REQUIRED WORK:
Given the listing that follows, report all lines in which the string "Installing" occurs.

RECORDS SHOWN:
PR #626, opened 2017-05-07
Change to not create static libraries for p11kit

jam7:
Changed to not create static libraries to increase disk space. :)

Tested on armv7l and x86_64.


thedamian:
Should all these "change to not create static libraries"  be done in ONE pull?

opinions?

jam7:
I have no opinion about it.  I used to separate them in my repo for the ease of maintenance.  If one PR is better, I'll merge them.

PR #629, opened 2017-05-07
Update zlibpkg to 1.2.11

jam7:
Update it and add build, install and check methods to compile it from source code.
Also changed to not install static libraries to increase disk space. :)

Tested on armv7l and x86_64.


thedamian:
I am always happy to have a package built from source! 

MERGED!

PR #630, opened 2017-05-07
Change to remove previous version just before install when it upgrades

jam7:
This solves the problem #236.

`crew upgrade` sets @pkg.in_upgrade true while it is upgrading target package instead of removing packages at the beginning.  Then, `install` function recognizes the flag and removes target package just before the install.  Therefore, even if it fails in compile, the target package is not removed.


thedamian:
merged

PR #640, opened 2017-05-10
Update git to 2.13.0

jam7:
It is not need to distribute binary packages, so I add source compile methods and update git to 2.13.0.

Tested on armv7l.

### DIFF
--- a/packages/git.rb
+++ b/packages/git.rb
@@ -1,25 +1,26 @@
 require 'package'
 
 class Git < Package
-  version '1.8.4'
-  binary_url ({
-    aarch64: 'https://dl.dropboxusercontent.com/s/lnz5hmjv48d14f2/git-1.8.4-chromeos-armv7l.tar.xz',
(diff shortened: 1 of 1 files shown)


thedamian:
Damn. I always forget.

I think we have issue3s updating GIT, and anything else in the original files that make the initial install.

am I wrong?

jam7:
Thank you for the review.  You are partially wrong.  It was the problem before.  Recently, we modified install.sh to not use .rb file at install.  Install.sh extracts tar files directly.  Therefore, what we need now is to keep the original tar files of git/ruby/libssh2 as is and make new .rb files freely.  :)

thedamian:
@jam7 thank you for the explanations.

I love it! 
I'm going to bring in the tars from dropbox (I think it's YOUR drop box, correct?) into github.

ANY OBJECTION on that?

ANd of course this is approved. I always want GIT updated.

jam7:
@thedamian No objection. 
 git/ssh2/ruby binaries for armv7l are in my dropbox.  Others are in skycocker's?  I'm not sure.

PR #642, opened 2017-05-11
Update pcre to 8.40 and optimized for size.

jam7:
Tested on armv7l.


thedamian:
I love ANYTHING where we go from a tarball to source!

PR #643, opened 2017-05-11
Update make to 4.2

jam7:
Add source compile and check methods also.

Tested on armv7l.


thedamian:
Such Amazing PR's @jam7 
You're amazing! That or a whole team in south america!!!

PR #176, opened 2016-06-01
Remove need for sudo

minektur:
For install, assumes that /usr/local is already writable by chronos and is rwx
chronos:chronos

fixes #172

(and a bunch of auto-changed whitespace...)

There are migration concerns - anyone who installed previously would need to manually make chronos own all the stuff that got installed.

roughly:

chown -R chronos:chronos /usr/local/*

PR #546, opened 2017-02-28
Remove need for sudo

uberhacker:
This is a reissue of PR #176.  Installs cleanly on a power washed Chromebook with specs below:
```
Version 56.0.2924.110 (64-bit)
Platform 9000.91.0 (Official Build) stable-channel kip
Firmware Google_Kip.5216.227.78
```
Hopefully, this will take less than 8 months to get merged into master. :)

PR #645, opened 2017-05-12
Update crew and install.sh to remove the need for sudo

uberhacker:
This is a reissue of PR #176. Installs cleanly on a power washed Chromebook with specs below:

Version 56.0.2924.110 (64-bit)
Platform 9000.91.0 (Official Build) stable-channel kip

### DIFF
--- a/install.sh
+++ b/install.sh
@@ -25,9 +25,12 @@ case "$architecture" in
   exit 1;;
 esac
 
+#This will allow things to work without sudo
+sudo chown -R `id -u`:`id -g` /usr/local
+
 #prepare directories
 for dir in $CREW_LIB_PATH $CREW_CONFIG_PATH $CREW_CONFIG_PATH/meta $CREW_BREW_DIR $CREW_DEST_DIR $CREW_PACKAGES_PATH; do
-  sudo mkdir -p $dir && sudo chown -R $USER:$USER $dir
+  mkdir -p $dir
 done
 
 #prepare url and sha256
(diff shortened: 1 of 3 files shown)


uberhacker:
@thedamian: I reopened this PR since I had trouble updating the previous #546.  I updated the crew version, so we will also need to tag a new [release](https://github.com/skycocker/chromebrew/releases).  We probably need a new release anyway since there have been so many PRs merged into master recently. :)

install.sh
```diff
@@ -96,7 +99,7 @@ function extract_install () {
     rm -rf ./usr
     tar -xf $2
     echo "Installing $1 (this may take a while)..."
-    sudo tar cf - ./usr/* | (cd /; sudo tar xp --keep-directory-symlink -f -)
+    tar cf - ./usr/*
```
uberhacker: Do we need this?  From what I can tell, it serves no purpose and will never execute anyway.

uberhacker:
@jam7:  It took me awhile to understand what was going on here but now I get it.  I thought initially we could just simply extract the files but the original logic was trying to preserve the symlinks.  I have pushed the change you suggested.  Please test again when you get a chance.
Thanks

jam7:
It looks like working great here on armv7l.  #657 was needed to apply, though.  Nice work.

uberhacker:
@lyxell: We'll need to tag a new [release](https://github.com/skycocker/chromebrew/releases) since the crew version changed, right?

PR #650, opened 2017-05-12
Change perl.rb to Add source compile method and check method

jam7:
This is what I used to use to compile perl, so I'm not going to increment version number or remove binary packages here.  I hope this will be helpful in the future to compile next version of perl.  :)

I've tried to strip files also, but it changes only few ten KB.  So, I didn't add strip stuff this time.

Tested on armv7l.  It passes almost all `make check`. :)


jam7:
I was wrong.  If we compile perl with shared library, libperl.so saves space for other programs like vim which link libperl.

PR #658, opened 2017-05-14
Update make.rb

nbougues:
The configure script needs limits.h in the preprocessor test, which is part of linuxheaders


lyxell:
Fixed in #657

PR #662, opened 2017-05-18
Change all toolcain to use stripped binaries and libraries

jam7:
All toolchaiins are compiled by using https://github.com/jam7/chrome-cross as previous one was.  This time, I stripped all unnecessary symbols from binaries and libraries as suggested by @lyxell in https://github.com/jam7/chrome-cross/issues/2.

Reducing file size introduces more disk space, more performance, less battery usage.  :)

Tested on armv7 and x86_64.

### DIFF
--- a/packages/binutils.rb
+++ b/packages/binutils.rb
@@ -1,17 +1,17 @@
 require 'package'
 
 class Binutils < Package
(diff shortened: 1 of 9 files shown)


lyxell:
Great work!

PR #663, opened 2017-05-18
Add /usr/lib64 to VPATH to make traceroute compilable on x86_64.

jam7:
This is small patch to make traceroute compilable on x86_64.

Without this patch, `crew isntall traceroute` on x86_64 causes following error:
```
make[1]: *** No rule to make target '-lm', needed by 'traceroute'.  Stop.
```
With this patch, `crew install traceroute` works fine on x86_64.


uberhacker:
@jam7: Thank you for this fix.  I experienced the same issue and was working on a patch but you beat me to the punch. :)

PR #1778, opened 2018-02-08
Add hicolor_icon_theme

lovedheart:
Add icon-theme


beliefless-dogmasless:
hicolor_icon_theme
don't have .rb  'at the end' so can't be found, nor installed.

Issue #1772, opened 2018-02-07
GTK3 needs improvement


lovedheart:
I have tried to run gtk3-daemon, something works and something not. It needs more effort to improve it.

lovedheart:
#2128

uberhacker:
Latest gtk3 upgrade produces:
```
Performing post-install...
Error opening directory “/usr/local/tmp/crew/dest/usr/local/share/glib-2.0/schemas”: No such file or directory
gtk3 failed to install: `glib-compile-schemas /usr/local/tmp/crew/dest/usr/local/share/glib-2.0/schemas` exited with 1
```

uberhacker:
Installing gtk3 from source on `i686` produces:
```
hecking for BASE_DEPENDENCIES... no
configure: error: Package requirements (glib-2.0 >= 2.49.4    atk >= 2.15.1    pango >= 1.37.3    cairo >= 1.14.0    cairo-gobject >= 1.14.0    gdk-pixbuf-2.0 >= 2.30.0) were not met:

Package 'xxf86vm', required by 'egl', not found

Consider adjusting the PKG_CONFIG_PATH environment variable if you
installed software in a non-standard prefix.

Alternatively, you may set the environment variables BASE_DEPENDENCIES_CFLAGS
and BASE_DEPENDENCIES_LIBS to avoid the need to call pkg-config.
See the pkg-config man page for more details.
gtk3 failed to install: `./configure --prefix=/usr/local --libdir=/usr/local/lib --enable-broadway-backend --enable-x11-backend --enable-wayland-backend` exited with 1
```

lovedheart:
I am trying the workaround

uberhacker:
It appears gtk3 is missing 2 dependencies:
```
depends_on 'libxxf86vm'
depends_on 'libxrender'
```

lovedheart:
i prefer to include xorg_lib

uberhacker:
Would it make sense to include `system "glib-compile-schemas #{CREW_DEST_PREFIX}/share/glib-2.0/schemas"` in the `glib` package instead?

lovedheart:
No. I dont' think so

beliefless-dogmasless:
Hy,

Here is a list of 'some that works':
caja-connect-server
caja-file-management-properties
dconf-editor
gcr-viewer
geany
gentoo        # gentoo file manager
gtk3-demo
gtk3-demo-application
gtk3-icon-browser
gtk3-widget-factory
[...]

Issue #1742, opened 2018-02-06
Add more package dependencies to Chromebrew "core"


uberhacker:
I wanted to open this discussion to talk about adding a few more packages to the base Chromebrew install.  The reason I want to introduce new dependencies is several packages require `autogen.sh` to generate a `configure` script.  Rather than add all these necessary dependencies in with each package, would it make sense to just have these packages available by default on a fresh Chromebrew install?

lovedheart:
@uberhacker  It is meaningful to do that.   glib and gobject_introspection should be in the core, since the later compilation highly depends on these.

skiman6010:
I think we should only install the necessary packages needed on a fresh install. It might just be me, but the less "bloat" installed against my will, the better. If `autogen.sh` can be installed later without any problems, I think that is the best way to go.

uberhacker:
@skiman6010: The problem we run into is every package that requires `autogen.sh` needs a few extra dependencies to install without error.  I understand your point but there is a trade-off either way.  We could just include everything on a fresh Chromebrew install or require that every package include the extra dependencies.  The latter could get messy depending on how many packages require `autogen.sh`.

skiman6010:
@uberhacker: So you're saying that `autogen.sh` has extra packages that would also need to be installed before `autogen.sh` could be installed? In that case, I agree with adding them to the fresh install.

uberhacker:
Exactly.  See #1789.  If you can think of other dependencies needed for `autogen.sh`, please mention them in that PR.

uberhacker:
Resolved by #1789.

PR #1781, opened 2018-02-08
Add gusb

lovedheart:
gusb is depencency of colord for gtk3 enhancement

#1772

### DIFF
--- a/packages/gusb.rb
+++ b/packages/gusb.rb
@@ -11,6 +11,8 @@ class Gusb < Package
   depends_on 'glib'
   depends_on 'gtk_doc'
   depends_on 'libusb'
+  depends_on 'libtool' => :build
+  depends_on 'intltool' => :build
 
   def self.build
     system "./autogen.sh"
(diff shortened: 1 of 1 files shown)


packages/gusb.rb
```diff
@@ -0,0 +1,25 @@
+require 'package'
+
+class Gusb < Package
+  description 'GUsb is a GObject wrapper for libusb1'
+  homepage 'https://www.openhub.net/p/gusb'
+  version '0.2.11'
+  source_url 'https://github.com/hughsie/libgusb/archive/gusb_0_2_11.tar.gz'
+  source_sha256 '090eb605e75f8a5b0b3df7ff29d96dd51730850ac89417378d4a8d39fab13702'
+
+  depends_on 'automake' => :build
```
uberhacker: Do we also need `depends_on 'libtool'` or `depends_on 'intltool'` since we're executing autogen.sh?

lovedheart: Could automake , libtool and intltool be merged into buildessential ?

uberhacker: That is basically what I proposed in #1742.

ANSWER:
     echo "Installing $1 (this may take a while)..."
Installing gtk3 from source on `i686` produces:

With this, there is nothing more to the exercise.